DWP plans confirmed as PIP claimants could lose £737 payments

Secretary of State Mel Stride said 'our comprehensive plan ensures we have the necessary tools to tackle the scourge of benefit fraud'
Secretary of State Mel Stride -Credit:Getty Images

Thousands of unemployed individuals are set to be offered places in 'skills bootcamps' to bridge gaps in Britain's job market traditionally filled by foreign workers, according to a Government announcement. Work and Pensions Secretary Mel Stride said those on benefits would undergo training to assume roles in key sectors experiencing staff shortages, such as hospitality, care, construction, and manufacturing.

Speaking at a jobcentre in central London, the Cabinet member declared that the UK has been overly reliant on international labour "for too long" and promised to "unleash Britain's hidden army of talent". He went on to confirm plans to change the welfare system, including a consultation on a proposed overhaul of the Personal Independence Payment (PIP) scheme that could potentially see its current £737 monthly payments stopped and replaced with therapeutic support and equipment to assist people in overcoming health issues so they can contribute to the economy.

This reemphasised commitment to reintegrating Brits into the workforce follows the Home Office's introduction of restrictions intended to curb the influx of immigrants. The measures include preventing overseas care workers from bringing family dependants, significantly raised salary entry requirements for skilled occupations to £38,700 and stricter regulations making it more difficult for Britons earning below the national average wage to sponsor foreign spouses, reports Birmingham Live.

Mr Stride said: "I know this presents a recruitment challenge for some employers in certain sectors, particularly those that have relied more on migration in the past, but this is also a huge opportunity for the thousands of jobseekers within our domestic workforce to move into roles that have previously been filled by overseas workers. I see no reason why a British worker cannot be a care worker."

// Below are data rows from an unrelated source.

Issue #514, opened 2016-04-27
Sort and search requests table


jvine:
Allow search and sort across all archived requests (not just in the current page).

jvine:
SW-1651
SW-1665

jvine:
Problems around:

- items moving to "archived" based on needed-on date
  - requests with no needed-on date never get archived
  - requests not approved for the requested date roll out of view
- difficulty for spec in seeing all the requests for one date when some may fall across a page break
- difficulty navigating a long list to find a specific date

Proposal:

- [ ]  filter list by "done" and "not done" 
- [ ] allow staff to mark items as "done" to move them out of pending view [separate issue #539]
- [ ] for libraries with "needed on" dates, add filters for next three business days
   - [ ] bonus points:  don't show a date that has no requests (pending or done)
- [ ] for libraries without "needed on" dates (Branner, Hopkins), show only Pending/Done
- [ ] within a selected date, show done and not done together
- [ ] add a "jump to date" calendar picker (same control as Hours)

![screen shot 2016-09-16 at 10 36 06 am](https://cloud.githubusercontent.com/assets/6945691/18597567/6f800332-7c03-11e6-88c9-bb6cfef9bfbc.png)

![screen shot 2016-09-16 at 12 05 35 pm](https://cloud.githubusercontent.com/assets/6945691/18598063/f33c3162-7c05-11e6-9b06-0b166771d35b.png)

![screen shot 2016-09-16 at 12 01 06 pm](https://cloud.githubusercontent.com/assets/6945691/18598210/81e53de6-7c06-11e6-8c13-00478b7f5891.png)

saseestone:
While it's true that usually we have the date (or a date range) for the request that we're looking for, that's not always the case.  We always know the name of the Requester.  So the ability to search the data table by requester would be extra helpful.

PR #612, opened 2016-11-01
Add a button to allow mediators to mark a request as completed/done…

### LINKED ISSUE #539: Allow mediator to mark a request as Done
Mediator wants to be able to move a request out of "Pending" state without approving it. Applies to all mediating libraries.
- [x] Add a "mark as done" button in the open request, above the table.

mediate - mark done and comment

Mediator clicks "mark as done":
- [x]  button becomes disabled, request is marked as "Done". 
- [x]  ideally, requests that are artificially closed can be differentiated from done-by-approval requests
- [x]  any approve buttons in the request should remain active: mediator should be able to approve an request at any time (see also #512 )

mediate - marked done disabled

"Marked done" vs "actually done", in context:

mediate - marked done

jkeck:
…without approving all items.

Closes #539 

_Marking this as a **[WIP]** because I notice there is something in #514 that may affect the approach we take here_

mark-as-done

### DIFF
--- a/app/assets/javascripts/item_approval.js
+++ b/app/assets/javascripts/item_approval.js
@@ -71,10 +71,9 @@ var itemApproval = (function() {
 
     updateAllApprovedNote: function(item) {
       if(this.allItemsAreApproved(item)) {
-        item.closest('tr.holdings')
-            .prev('tr')
-            .find('[data-behavior="all-approved-note"]')
-            .show();
+        var tableRow = item.closest('tr.holdings').prev('tr');
+        tableRow.find('[data-behavior="all-approved-note"]').show();
+        tableRow.find('[data-behavior="mixed-approved-note"]').hide();
       }
     },
 
--- a/app/assets/javascripts/markAsComplete.js
+++ b/app/assets/javascripts/markAsComplete.js
@@ -1,0 +1,53 @@
+/* global alert */
+
+var markAsComplete = (function() {
+  var buttonSelector = '[data-behavior="mark-as-complete"]';
+
+  return {
+    init: function(holdingsTable){
+      this.holdingsTable = $(holdingsTable);
+
+      this.onAjaxSuccess();
+      this.onAjaxError();
+    },
+
+    onAjaxSuccess: function() {
+      var _this = this;
+      _this.markAsCompleteForm().on('ajax:success', function(_, request) {
+        if(request.approval_status === 'marked_as_done') {
+          _this.disableMarkAsCompleteButton();
+          _this.markRequestRowAsMixedStatus();
+        }
+      });
+    },
+
+    onAjaxError: function() {
+      this.markAsCompleteForm().on('ajax:error', function() {
+        alert('There was a problem marking this request as complete.');
+      });
+    },
+
+    disableMarkAsCompleteButton: function() {
+      this.markAsCompleteButton().attr('disabled', 'true');
+    },
+
+    markRequestRowAsMixedStatus: function() {
+      var requestRow =  this.holdingsTable
+                            .closest('tr.holdings')
+                            .prev('tr');
+      if(requestRow.find('[data-behavior="all-approved-note"]').is(':hidden')) {
+        requestRow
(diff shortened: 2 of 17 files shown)


app/assets/javascripts/markAsComplete.js
```diff
@@ -0,0 +1,51 @@
+/* global alert */
+
+var markAsComplete = (function() {
```
jkeck: It is used in another file, but hound does not seem to catch that.

jkeck:
@jvine a question that came up when I was going over this with @ndushay: Is it okay that there is no way to undo the "Mark as done" action?

jvine:
@jkeck, question back to you:  When a request is marked as done, is it possible to go back and actually change it? like, approve another item, make a comment?

jkeck:
Just as a heads up, we'll want to do a little data migration after we deploy a release with this change.  It should be something along the lines of:

```ruby
MediatedPage.archived.each do |request|
  if request.all_approved?
    request.approval_status = :approved
  else
    request.approval_status = :marked_as_done
  end
  request.save!
end
```

We'll also probably want to do this after work hours (once the folks mediating requests have finished for the day).

jkeck:
And I answered @jvine's question in person, but just for posterity, marking as done does not restrict the request from taking any other action (it's simply a state that is stored in the database).

app/assets/javascripts/markAsComplete.js
```diff
@@ -0,0 +1,53 @@
...
+      this.holdingsTable = $(holdingsTable);
+
+      this.onAjaxSuccess();
+      this.onAjaxError();
+    },
+
+    onAjaxSuccess: function() {
+      var _this = this;
+      _this.markAsCompleteForm().on('ajax:success', function(_, request) {
+        if(request.approval_status === 'marked_as_done') {
```
jkeck: This is coming from an active record attribute.

app/assets/javascripts/item_approval.js
```diff
@@ -71,10 +71,14 @@ var itemApproval = (function() {
...
-            .find('[data-behavior="all-approved-note"]')
-            .show();
+        var tableRow =  item.closest('tr.holdings')
+                            .prev('tr');
+
+            tableRow.find('[data-behavior="all-approved-note"]')
+                    .show();
+
+            tableRow.find('[data-behavior="mixed-approved-note"]')
+                    .hide();
```
ndushay: if I'm reading the above correctly, the indentation is misleading.  Lines starting `tableRow` are at the same level of nesting as `var tableRow`, correct?    There's also no particular reason to put the last `.blah()` part on the next line, is there?   Lastly, there's an extra space after `=` in line 74

db/schema.rb
```diff
@@ -35,8 +35,8 @@
     t.string   "type"
     t.date     "needed_date"
     t.string   "status"
-    t.datetime "created_at",         null: false
-    t.datetime "updated_at",         null: false
+    t.datetime "created_at",                     null: false
+    t.datetime "updated_at",                     null: false
```
ndushay: @another wacko alignment thing - doesn't really matter here, and probably came from automagic rails stuff anyway.

ndushay:
Please pardon my ignorance, but is there any way the data migration could be part of the db migration in the rails app??   (i'm guessing not or you would have done it that way already)

db/schema.rb
jkeck: Yeah, this is auto-generated by rails.  I figure it is best not to hand-edit the schema.

jkeck:
@ndushay wrt putting data migrations in with rails database migrations, I believe that is typically considered [bad practice](https://robots.thoughtbot.com/data-migrations-in-rails).

I would be happy to add something akin to what's in that blog post though.

ndushay:
ah - thanks for the reference.  I think a temporary rake task is a good solution - should one be added to this PR?

jkeck:
@ndushay: 538dfb611ef0b3a51505393d920cda5eef5b96f9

The Government's new strategy involves setting up a taskforce aimed at boosting recruitment in sectors with significant shortages. This taskforce, led by Mr Stride and comprising ministers from various departments including the Home Office, Treasury, Department for Education, and Department for Business and Trade, will employ strategies similar to those used to address the HGV driver shortage, such as skills bootcamps and jobcentre training schemes.

When questioned about how these initiatives would function in reality during a media Q&A following his address, Mr Stride explained that they are "short, focused" training programmes often designed with contributions from industry experts. He said: "It is just a simple fact that if you can get somebody who's willing and incentivised to work and you give them those skills over a short period of time, you can make a real movement of the dial in terms of having people go into those areas of employment.

"My message to businesses is clear: our Jobcentre teams stand ready to help you find the right candidate, and we want to work with you to overcome recruitment challenges. And my message is also to the British people. For too long we have relied on labour from abroad when there is great talent right here in the UK I am determined to put that right."

He indicated that significant welfare reform is necessary, pointing out that PIP, the primary disability benefit, is "creaking under the weight of the profound changes we've seen in the nature of disability". The DWP is considering revisions to the eligibility and assessment process for the benefit, with the possibility that individuals with depression or anxiety might lose their entitlement to regular cash payments of up to £9,500 annually, potentially being offered therapy as an alternative.

Shadow work and pensions secretary Alison McGovern criticised the proposals, saying: "Talking shops and billboards do not even scratch the surface of what is needed to get Britain working. The Tories should be prioritising proper plans to tackle worker shortages and adopting Labour's plan to connect the immigration system to skills.

"The Tories cannot be the change from their own failings. It is Labour who have the plan to get Britain working by cutting NHS waiting lists, reforming job centres, making work pay and supporting people into good jobs across every part of the country."

Liberal Democrat work and pensions spokeswoman Wendy Chamberlain said: "In many ways this is an admission that the Conservatives have no plan to tackle the biggest reason that people are unable to work, which is that NHS waiting lists are through the roof. Thousands are struggling to access the healthcare they need, meaning people are unable to go back to work.

"This Conservative Government has neglected our NHS, which is continuing to damage the country's economic recovery. We will only get the economy back fighting fit by fixing the health crisis."

Meanwhile, Unison, the public service union, slammed the Government's idea of bootcamps for the unemployed as a mere "desperate attempt to distract voters from Government care failings".

Unison's head of social care, Gavin Edwards, said: "There's nothing wrong with promoting social care as a career and offering proper training to try to attract new recruits to the crisis-stricken sector. But forcing the unemployed off benefits and into caring roles, while keeping pay rates low, simply won't work. Most people will neither want to do the jobs, nor be remotely suited to them. This latest foolish idea shows ministers are clueless about how to fix care."